▸ **Work instructions**
All entries below are to be copied precisely as they appear.

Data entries
────────

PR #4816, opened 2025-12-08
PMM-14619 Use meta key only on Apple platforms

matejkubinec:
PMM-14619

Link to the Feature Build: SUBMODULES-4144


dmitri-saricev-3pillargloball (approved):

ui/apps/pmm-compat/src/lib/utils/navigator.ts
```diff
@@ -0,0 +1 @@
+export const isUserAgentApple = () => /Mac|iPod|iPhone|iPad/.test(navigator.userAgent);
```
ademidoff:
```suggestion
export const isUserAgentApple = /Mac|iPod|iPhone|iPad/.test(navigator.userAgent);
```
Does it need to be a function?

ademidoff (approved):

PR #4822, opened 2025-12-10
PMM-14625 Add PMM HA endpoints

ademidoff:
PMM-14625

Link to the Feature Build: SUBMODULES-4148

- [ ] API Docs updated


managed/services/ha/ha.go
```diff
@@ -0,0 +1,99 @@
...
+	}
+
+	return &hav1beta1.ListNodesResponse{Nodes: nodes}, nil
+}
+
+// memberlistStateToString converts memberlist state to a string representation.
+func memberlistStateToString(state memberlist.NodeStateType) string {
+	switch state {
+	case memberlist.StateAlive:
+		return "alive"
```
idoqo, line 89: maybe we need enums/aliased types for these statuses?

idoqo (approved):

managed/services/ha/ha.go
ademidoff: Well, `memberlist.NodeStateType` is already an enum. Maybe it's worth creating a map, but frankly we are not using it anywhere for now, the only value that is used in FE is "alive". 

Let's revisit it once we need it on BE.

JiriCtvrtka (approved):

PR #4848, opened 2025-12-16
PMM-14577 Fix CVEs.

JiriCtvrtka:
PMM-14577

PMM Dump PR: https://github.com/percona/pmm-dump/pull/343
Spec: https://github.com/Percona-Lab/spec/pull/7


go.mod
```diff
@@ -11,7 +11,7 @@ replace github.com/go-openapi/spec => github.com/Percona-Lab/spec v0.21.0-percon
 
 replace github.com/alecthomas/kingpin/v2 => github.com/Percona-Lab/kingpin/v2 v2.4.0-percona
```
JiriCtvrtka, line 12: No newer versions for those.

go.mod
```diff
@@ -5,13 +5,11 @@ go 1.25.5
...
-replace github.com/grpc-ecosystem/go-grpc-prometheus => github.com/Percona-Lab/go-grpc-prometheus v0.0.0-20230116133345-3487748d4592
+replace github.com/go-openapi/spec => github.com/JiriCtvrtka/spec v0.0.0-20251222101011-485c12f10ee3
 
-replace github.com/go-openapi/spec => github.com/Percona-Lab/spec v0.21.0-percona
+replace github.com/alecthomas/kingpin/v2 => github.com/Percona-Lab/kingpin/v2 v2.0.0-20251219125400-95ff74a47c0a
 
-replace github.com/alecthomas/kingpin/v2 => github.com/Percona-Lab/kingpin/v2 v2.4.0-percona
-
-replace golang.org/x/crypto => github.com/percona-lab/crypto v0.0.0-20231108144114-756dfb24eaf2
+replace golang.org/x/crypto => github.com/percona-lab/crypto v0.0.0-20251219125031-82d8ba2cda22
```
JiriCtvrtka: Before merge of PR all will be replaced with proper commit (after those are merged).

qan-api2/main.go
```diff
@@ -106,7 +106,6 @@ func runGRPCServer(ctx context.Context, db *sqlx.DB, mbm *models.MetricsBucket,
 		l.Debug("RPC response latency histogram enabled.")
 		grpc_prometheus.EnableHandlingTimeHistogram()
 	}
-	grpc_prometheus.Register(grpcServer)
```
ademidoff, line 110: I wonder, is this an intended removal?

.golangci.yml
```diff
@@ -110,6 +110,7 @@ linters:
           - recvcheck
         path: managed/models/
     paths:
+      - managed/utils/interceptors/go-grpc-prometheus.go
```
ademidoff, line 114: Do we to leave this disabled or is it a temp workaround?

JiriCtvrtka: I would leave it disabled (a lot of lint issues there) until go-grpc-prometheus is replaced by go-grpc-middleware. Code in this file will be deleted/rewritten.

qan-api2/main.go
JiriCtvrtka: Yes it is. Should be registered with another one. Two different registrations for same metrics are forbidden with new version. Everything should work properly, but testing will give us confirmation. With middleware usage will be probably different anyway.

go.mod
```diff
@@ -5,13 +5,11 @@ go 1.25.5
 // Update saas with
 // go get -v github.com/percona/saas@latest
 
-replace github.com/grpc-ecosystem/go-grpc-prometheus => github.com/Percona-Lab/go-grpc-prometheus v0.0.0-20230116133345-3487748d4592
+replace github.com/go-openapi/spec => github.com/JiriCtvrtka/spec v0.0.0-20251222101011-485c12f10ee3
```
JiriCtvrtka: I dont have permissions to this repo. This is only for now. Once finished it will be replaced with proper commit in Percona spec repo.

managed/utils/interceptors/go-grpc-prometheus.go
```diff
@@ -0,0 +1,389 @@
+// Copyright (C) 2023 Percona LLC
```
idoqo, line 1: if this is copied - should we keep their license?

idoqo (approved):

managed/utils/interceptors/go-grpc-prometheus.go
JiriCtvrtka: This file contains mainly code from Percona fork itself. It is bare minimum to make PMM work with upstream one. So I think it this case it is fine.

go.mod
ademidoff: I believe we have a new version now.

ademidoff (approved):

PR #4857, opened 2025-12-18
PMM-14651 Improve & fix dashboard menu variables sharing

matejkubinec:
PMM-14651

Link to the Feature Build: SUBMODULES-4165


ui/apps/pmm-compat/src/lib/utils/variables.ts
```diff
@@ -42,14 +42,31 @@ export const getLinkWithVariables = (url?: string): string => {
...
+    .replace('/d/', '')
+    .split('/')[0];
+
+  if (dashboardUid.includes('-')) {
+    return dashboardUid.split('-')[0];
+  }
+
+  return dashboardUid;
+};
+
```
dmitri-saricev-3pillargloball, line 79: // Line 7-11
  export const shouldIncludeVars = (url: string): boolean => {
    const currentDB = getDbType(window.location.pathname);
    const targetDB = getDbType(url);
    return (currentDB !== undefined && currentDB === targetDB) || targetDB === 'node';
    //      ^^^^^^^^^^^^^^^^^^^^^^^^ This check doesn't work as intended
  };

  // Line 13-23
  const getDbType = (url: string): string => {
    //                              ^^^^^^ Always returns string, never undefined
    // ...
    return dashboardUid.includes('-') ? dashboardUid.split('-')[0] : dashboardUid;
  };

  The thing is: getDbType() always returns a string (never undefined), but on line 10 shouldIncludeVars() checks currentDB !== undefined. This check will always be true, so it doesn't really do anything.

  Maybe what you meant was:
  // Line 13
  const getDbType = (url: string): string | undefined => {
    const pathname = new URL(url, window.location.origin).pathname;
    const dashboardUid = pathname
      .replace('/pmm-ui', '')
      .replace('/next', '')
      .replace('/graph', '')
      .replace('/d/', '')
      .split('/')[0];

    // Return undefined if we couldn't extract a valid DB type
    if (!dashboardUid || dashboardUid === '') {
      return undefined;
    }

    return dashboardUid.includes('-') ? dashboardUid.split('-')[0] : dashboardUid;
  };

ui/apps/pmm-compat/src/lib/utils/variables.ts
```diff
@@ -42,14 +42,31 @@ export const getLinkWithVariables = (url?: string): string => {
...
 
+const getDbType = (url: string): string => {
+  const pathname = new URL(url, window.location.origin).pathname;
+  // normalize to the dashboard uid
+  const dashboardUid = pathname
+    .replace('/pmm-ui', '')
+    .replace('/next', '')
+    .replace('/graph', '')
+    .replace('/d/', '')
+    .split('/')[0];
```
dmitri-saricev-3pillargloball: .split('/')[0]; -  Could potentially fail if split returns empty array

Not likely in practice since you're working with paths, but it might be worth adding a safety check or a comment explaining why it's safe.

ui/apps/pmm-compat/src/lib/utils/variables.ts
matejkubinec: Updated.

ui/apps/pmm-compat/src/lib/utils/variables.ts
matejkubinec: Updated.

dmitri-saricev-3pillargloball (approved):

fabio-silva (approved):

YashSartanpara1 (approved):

────────

▸ **Response to this exercise**
PR #4816, opened 2025-12-08
PMM-14619 Use meta key only on Apple platforms

matejkubinec:
PMM-14619

Link to the Feature Build: SUBMODULES-4144


dmitri-saricev-3pillargloball (approved):

ui/apps/pmm-compat/src/lib/utils/navigator.ts
```diff
@@ -0,0 +1 @@
+export const isUserAgentApple = () => /Mac|iPod|iPhone|iPad/.test(navigator.userAgent);
```
ademidoff:
```suggestion
export const isUserAgentApple = /Mac|iPod|iPhone|iPad/.test(navigator.userAgent);
```
Does it need to be a function?

ademidoff (approved):

PR #4822, opened 2025-12-10
PMM-14625 Add PMM HA endpoints

ademidoff:
PMM-14625

Link to the Feature Build: SUBMODULES-4148

- [ ] API Docs updated


managed/services/ha/ha.go
```diff
@@ -0,0 +1,99 @@
...
+	}
+
+	return &hav1beta1.ListNodesResponse{Nodes: nodes}, nil
+}
+
+// memberlistStateToString converts memberlist state to a string representation.
+func memberlistStateToString(state memberlist.NodeStateType) string {
+	switch state {
+	case memberlist.StateAlive:
+		return "alive"
```
idoqo, line 89: maybe we need enums/aliased types for these statuses?

idoqo (approved):

managed/services/ha/ha.go
ademidoff: Well, `memberlist.NodeStateType` is already an enum. Maybe it's worth creating a map, but frankly we are not using it anywhere for now, the only value that is used in FE is "alive". 

Let's revisit it once we need it on BE.

JiriCtvrtka (approved):

PR #4848, opened 2025-12-16
PMM-14577 Fix CVEs.

JiriCtvrtka:
PMM-14577

PMM Dump PR: https://github.com/percona/pmm-dump/pull/343
Spec: https://github.com/Percona-Lab/spec/pull/7


go.mod
```diff
@@ -11,7 +11,7 @@ replace github.com/go-openapi/spec => github.com/Percona-Lab/spec v0.21.0-percon
 
 replace github.com/alecthomas/kingpin/v2 => github.com/Percona-Lab/kingpin/v2 v2.4.0-percona
```
JiriCtvrtka, line 12: No newer versions for those.

go.mod
```diff
@@ -5,13 +5,11 @@ go 1.25.5
...
-replace github.com/grpc-ecosystem/go-grpc-prometheus => github.com/Percona-Lab/go-grpc-prometheus v0.0.0-20230116133345-3487748d4592
+replace github.com/go-openapi/spec => github.com/JiriCtvrtka/spec v0.0.0-20251222101011-485c12f10ee3
 
-replace github.com/go-openapi/spec => github.com/Percona-Lab/spec v0.21.0-percona
+replace github.com/alecthomas/kingpin/v2 => github.com/Percona-Lab/kingpin/v2 v2.0.0-20251219125400-95ff74a47c0a
 
-replace github.com/alecthomas/kingpin/v2 => github.com/Percona-Lab/kingpin/v2 v2.4.0-percona
-
-replace golang.org/x/crypto => github.com/percona-lab/crypto v0.0.0-20231108144114-756dfb24eaf2
+replace golang.org/x/crypto => github.com/percona-lab/crypto v0.0.0-20251219125031-82d8ba2cda22
```
JiriCtvrtka: Before merge of PR all will be replaced with proper commit (after those are merged).

qan-api2/main.go
```diff
@@ -106,7 +106,6 @@ func runGRPCServer(ctx context.Context, db *sqlx.DB, mbm *models.MetricsBucket,
 		l.Debug("RPC response latency histogram enabled.")
 		grpc_prometheus.EnableHandlingTimeHistogram()
 	}
-	grpc_prometheus.Register(grpcServer)
```
ademidoff, line 110: I wonder, is this an intended removal?

.golangci.yml
```diff
@@ -110,6 +110,7 @@ linters:
           - recvcheck
         path: managed/models/
     paths:
+      - managed/utils/interceptors/go-grpc-prometheus.go
```
ademidoff, line 114: Do we to leave this disabled or is it a temp workaround?

JiriCtvrtka: I would leave it disabled (a lot of lint issues there) until go-grpc-prometheus is replaced by go-grpc-middleware. Code in this file will be deleted/rewritten.

qan-api2/main.go
JiriCtvrtka: Yes it is. Should be registered with another one. Two different registrations for same metrics are forbidden with new version. Everything should work properly, but testing will give us confirmation. With middleware usage will be probably different anyway.

go.mod
```diff
@@ -5,13 +5,11 @@ go 1.25.5
 // Update saas with
 // go get -v github.com/percona/saas@latest
 
-replace github.com/grpc-ecosystem/go-grpc-prometheus => github.com/Percona-Lab/go-grpc-prometheus v0.0.0-20230116133345-3487748d4592
+replace github.com/go-openapi/spec => github.com/JiriCtvrtka/spec v0.0.0-20251222101011-485c12f10ee3
```
JiriCtvrtka: I dont have permissions to this repo. This is only for now. Once finished it will be replaced with proper commit in Percona spec repo.

managed/utils/interceptors/go-grpc-prometheus.go
```diff
@@ -0,0 +1,389 @@
+// Copyright (C) 2023 Percona LLC
```
idoqo, line 1: if this is copied - should we keep their license?

idoqo (approved):

managed/utils/interceptors/go-grpc-prometheus.go
JiriCtvrtka: This file contains mainly code from Percona fork itself. It is bare minimum to make PMM work with upstream one. So I think it this case it is fine.

go.mod
ademidoff: I believe we have a new version now.

ademidoff (approved):

PR #4857, opened 2025-12-18
PMM-14651 Improve & fix dashboard menu variables sharing

matejkubinec:
PMM-14651

Link to the Feature Build: SUBMODULES-4165


ui/apps/pmm-compat/src/lib/utils/variables.ts
```diff
@@ -42,14 +42,31 @@ export const getLinkWithVariables = (url?: string): string => {
...
+    .replace('/d/', '')
+    .split('/')[0];
+
+  if (dashboardUid.includes('-')) {
+    return dashboardUid.split('-')[0];
+  }
+
+  return dashboardUid;
+};
+
```
dmitri-saricev-3pillargloball, line 79: // Line 7-11
  export const shouldIncludeVars = (url: string): boolean => {
    const currentDB = getDbType(window.location.pathname);
    const targetDB = getDbType(url);
    return (currentDB !== undefined && currentDB === targetDB) || targetDB === 'node';
    //      ^^^^^^^^^^^^^^^^^^^^^^^^ This check doesn't work as intended
  };

  // Line 13-23
  const getDbType = (url: string): string => {
    //                              ^^^^^^ Always returns string, never undefined
    // ...
    return dashboardUid.includes('-') ? dashboardUid.split('-')[0] : dashboardUid;
  };

  The thing is: getDbType() always returns a string (never undefined), but on line 10 shouldIncludeVars() checks currentDB !== undefined. This check will always be true, so it doesn't really do anything.

  Maybe what you meant was:
  // Line 13
  const getDbType = (url: string): string | undefined => {
    const pathname = new URL(url, window.location.origin).pathname;
    const dashboardUid = pathname
      .replace('/pmm-ui', '')
      .replace('/next', '')
      .replace('/graph', '')
      .replace('/d/', '')
      .split('/')[0];

    // Return undefined if we couldn't extract a valid DB type
    if (!dashboardUid || dashboardUid === '') {
      return undefined;
    }

    return dashboardUid.includes('-') ? dashboardUid.split('-')[0] : dashboardUid;
  };

ui/apps/pmm-compat/src/lib/utils/variables.ts
```diff
@@ -42,14 +42,31 @@ export const getLinkWithVariables = (url?: string): string => {
...
 
+const getDbType = (url: string): string => {
+  const pathname = new URL(url, window.location.origin).pathname;
+  // normalize to the dashboard uid
+  const dashboardUid = pathname
+    .replace('/pmm-ui', '')
+    .replace('/next', '')
+    .replace('/graph', '')
+    .replace('/d/', '')
+    .split('/')[0];
```
dmitri-saricev-3pillargloball: .split('/')[0]; -  Could potentially fail if split returns empty array

Not likely in practice since you're working with paths, but it might be worth adding a safety check or a comment explaining why it's safe.

ui/apps/pmm-compat/src/lib/utils/variables.ts
matejkubinec: Updated.

ui/apps/pmm-compat/src/lib/utils/variables.ts
matejkubinec: Updated.

dmitri-saricev-3pillargloball (approved):

fabio-silva (approved):

YashSartanpara1 (approved):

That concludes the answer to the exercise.